» WHAT YOU SHOULD DO
Copy every record exactly.

Stored data:
PR #128, opened 2020-09-15
Rename enums

lushoBarlett:
Currently I would just change
`something_type ===> SomethingType`
But I would like your opinion if any of them need a changing in the name whatsoever. Because I want to avoid extra work. I will list out every enum name we have as of the current master branch (with the changes done in this pr so far)
- ast_type -> ASTType
- token_type -> TokenType
- value_type
- exit_status_type
- BindingType
- mono_type
- kind_type
- type_function_type
- test_status


SebastianMestre:
I think I like `Tag` better as a suffix for this. This way, we don't have things with misleading names, like `MonoType`

lushoBarlett:
But for every single one?

SebastianMestre:
Yeah, no need to have two different conventions

lushoBarlett:
I'm too lazy to search and change all the variable and method names, if that's okay with you.

lushoBarlett:
I'm gonna rename the files, as well as the `something_string`s, what should both of them be named?

lushoBarlett:
Hmm I am quite fond of macros when dealing with code duplication, so I will use it

lushoBarlett:
So, it seems I can't do the macro trick with the token tags, because they differ... I'll leave it to you if you let me do it for them too (by changing symbols to words, or by doing it partially although that seems not that good of an idea)

SebastianMestre (approved):

lushoBarlett:
I'll take that as a "merge as is"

» TASK OUTPUT
PR #128, opened 2020-09-15
Rename enums

lushoBarlett:
Currently I would just change
`something_type ===> SomethingType`
But I would like your opinion if any of them need a changing in the name whatsoever. Because I want to avoid extra work. I will list out every enum name we have as of the current master branch (with the changes done in this pr so far)
- ast_type -> ASTType
- token_type -> TokenType
- value_type
- exit_status_type
- BindingType
- mono_type
- kind_type
- type_function_type
- test_status


SebastianMestre:
I think I like `Tag` better as a suffix for this. This way, we don't have things with misleading names, like `MonoType`

lushoBarlett:
But for every single one?

SebastianMestre:
Yeah, no need to have two different conventions

lushoBarlett:
I'm too lazy to search and change all the variable and method names, if that's okay with you.

lushoBarlett:
I'm gonna rename the files, as well as the `something_string`s, what should both of them be named?

lushoBarlett:
Hmm I am quite fond of macros when dealing with code duplication, so I will use it

lushoBarlett:
So, it seems I can't do the macro trick with the token tags, because they differ... I'll leave it to you if you let me do it for them too (by changing symbols to words, or by doing it partially although that seems not that good of an idea)

SebastianMestre (approved):

lushoBarlett:
I'll take that as a "merge as is"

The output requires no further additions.